Salah satu komponen yang membuatnya lolos adalah pemahamannya mengenai pluralisme. “Kalau kita berbicara pluralisme, berarti kita bicara paham. Pluralisme adalah pemahaman mengenai banyaknya perbedaan, dalam hal ini, keagamaan. Religius freedom without looking down or caling down other religions. Pluralisme bermakna bagaimana kita bisa menyelami keseragaman dan tetap harmoni dalam perbedaan, tanpa mengatasnamakan agama-agama yang kita anut, dengan saling menghargai dan menerima satu sama lain tanpa menggunakan seragam agama (Islam, Kristen, dll) tapi bergaunkan Bhinneka (Bhinneka Tunggal Ika)”, jelasnya.
“Alasan ikut event ini karena sesuai dengan background pendidikan saya, pesantren dan IPI sebagai institusi islam dengan (temanya pluralisme), makanya tertarik. Saya mau tahu lebih mengenai Islam diluar penjelasan orangg Islam sendiri dan memperkenalkan Islam tanpa dalil Islam (al-Qur’an dan Hadis) tapi dengan pendekatan akal. Alasan lain juga pastinya ingin buat orang tua bangga dan menangis bahagia”, ungkapnya penuh bahagia.
Selain Mursid, peserta yang lolos mewakili Indonesia Timur adalah Maria Sarah Sohia Tay.

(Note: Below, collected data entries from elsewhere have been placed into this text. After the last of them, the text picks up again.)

PR #9767, opened 2020-03-29
Add output variants for new MF::MappingInfo test

kronbichler:
In #9656 I extended a test for the compression of the mapping. While the output file is correct for AVX and SSE2 (2 cells in horizontal direction trigger the compression), it is not on AVX-512 and without vectorization. In the former, we have 4 cells together in horizontal direction for 2D, so only half as much output. Without vectorization and the full mapping, we need twice as many variants as there is only a single cell.

### DIFF
--- a/tests/matrix_free/compress_mapping.output.avx512
+++ b/tests/matrix_free/compress_mapping.output.avx512
@@ -1,0 +1,21 @@
+
+DEAL:2d::General mesh
+DEAL:2d::OK
+DEAL:2d::Hyper cube
+DEAL:2d::OK
+DEAL:2d::Parallelogram
+DEAL:2d::OK
+DEAL:2d::Deformed hyper cube
+DEAL:2d::Number of different Jacobians: 4
+DEAL:2d::Number of different Jacobians: 36
+DEAL:2d::OK
+DEAL:3d::General mesh
+DEAL:3d::OK
+DEAL:3d::Hyper cube
+DEAL:3d::OK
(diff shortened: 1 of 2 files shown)


tests/matrix_free/compress_mapping.output.avx512
```diff
@@ -0,0 +1,21 @@
+
+DEAL:2d::General mesh
+DEAL:2d::OK
+DEAL:2d::Hyper cube
+DEAL:2d::OK
+DEAL:2d::Parallelogram
+DEAL:2d::OK
+DEAL:2d::Deformed hyper cube
+DEAL:2d::Number of different Jacobians: 4
+DEAL:2d::Number of different Jacobians: 36
```
kronbichler: These two lines differ from the already present output.

tests/matrix_free/compress_mapping.output.novec
```diff
@@ -0,0 +1,21 @@
+
+DEAL:2d::General mesh
+DEAL:2d::OK
+DEAL:2d::Hyper cube
+DEAL:2d::OK
+DEAL:2d::Parallelogram
+DEAL:2d::OK
+DEAL:2d::Deformed hyper cube
+DEAL:2d::Number of different Jacobians: 8
+DEAL:2d::Number of different Jacobians: 144
```
kronbichler: This line and line 20 differ from the output already present.

kronbichler:
Can we merge this, given it is only two output variants?

PR #10460, opened 2020-06-05
Next step in fixing AffineConstraints.

bangerth:
Next step in #10284. The only thing that's happening here is that I'm not initializing the accessor object implicitly using a global variable, but by explicitly providing that global variable.

The next step will be to make that variable a member variable of the `AffineConstraints` class.

/rebuild


bangerth:
Superseded by #10473.

PR #10463, opened 2020-06-05
Fix Trilinos::SparseMatrix::clear_row 2nd arg.

dougshidong:
It was previously never setting the diagonal to 'new_diag_value' unless
the original matrix had a diagonal entry of 0.0.

Not exactly sure why those two additional checks are there.


drwells:
This looks like a bug. Thanks a lot for the fix!

/rebuild

dougshidong:
Quick question. I see that there is already a test for this second argument (which passes even with the bug present).

https://github.com/dealii/dealii/blob/master/tests/trilinos/69.cc

It looks like I can run it with
ctest -R trilinos/69.debug -V

However, I don't see the test being run with the TravisCI. Note that it now fails since the previous output
https://github.com/dealii/dealii/blob/master/tests/trilinos/69.output#L4
was wrong.

Why is the test not run with TravisCI?

drwells:
The whole test site has about 6000 tests so we don’t run the whole thing for each PR.

drwells:
Since you can run the test locally, would you be willing to update the output and add it to this PR?

dougshidong:
> The whole test site has about 6000 tests so we don’t run the whole thing for each PR.

For some reason, I thought that deal.II's testsuite was programmed to only tests affected by the PR's code change through some kind of header detection. Would be nice though.

> Since you can run the test locally, would you be willing to update the output and add it to this PR?

With pleasure. I added an assert statement that should be more rigorous since it checks the diagonal value.

drwells:
> For some reason, I thought that deal.II's testsuite was programmed to only tests affected by the PR's code change through some kind of header detection. Would be nice though.

That would be an outstanding feature to have but we don't have it yet. Besides, changes to fundamental headers (like `Tensor`) would require rerunning the whole test suite, which is, at this point, just too expensive to have.

tests/trilinos/69.cc
```diff
@@ -84,10 +84,14 @@ test(TrilinosWrappers::SparseMatrix &m)
       const double s = m.el(N / 3, i);
       norm_sqr -= s * s;
     }
-  norm_sqr += 2 * rnd * rnd;
+  norm_sqr += 2 * diag * diag;
 
-  const types::global_dof_index rows[2] = {N / 3, N / 2};
-  m.clear_rows(std::vector<types::global_dof_index>(&rows[0], &rows[2]), rnd);
+  const std::vector<types::global_dof_index> rows = {N / 3, N / 2};
+  m.clear_rows(std::vector<types::global_dof_index>(&rows[0], &rows[2]), diag);
```
drwells, line 90:
```suggestion
  m.clear_rows(rows, diag);
```

dougshidong:
Woops, I thought my last force-push included the changes. Must've amended the commit without adding the changes.

Should be OK now!

bangerth:
Thanks!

Sementara dari Indonesia wilayah lainnya adalah Indra, Natalie, dan Reza. Mereka berlima akan berangkat pada tanggal 22 Juni mendatang. Yang akan dilakukan di Amerika nantinya yaitu mengenal budaya U.S. (dari segi agama dan sosial), belajar mengenai kepemimpinan, dan tour. Participants akan melakukan tour ke Salt Lake City, Utah, serta mengeksplor the SUSI theme from different perspectives. The Institute will end in Washington, DC, along with four other SUSI cohorts, for a closing event and opportunity to network with SUSI participants across regions and Institutes.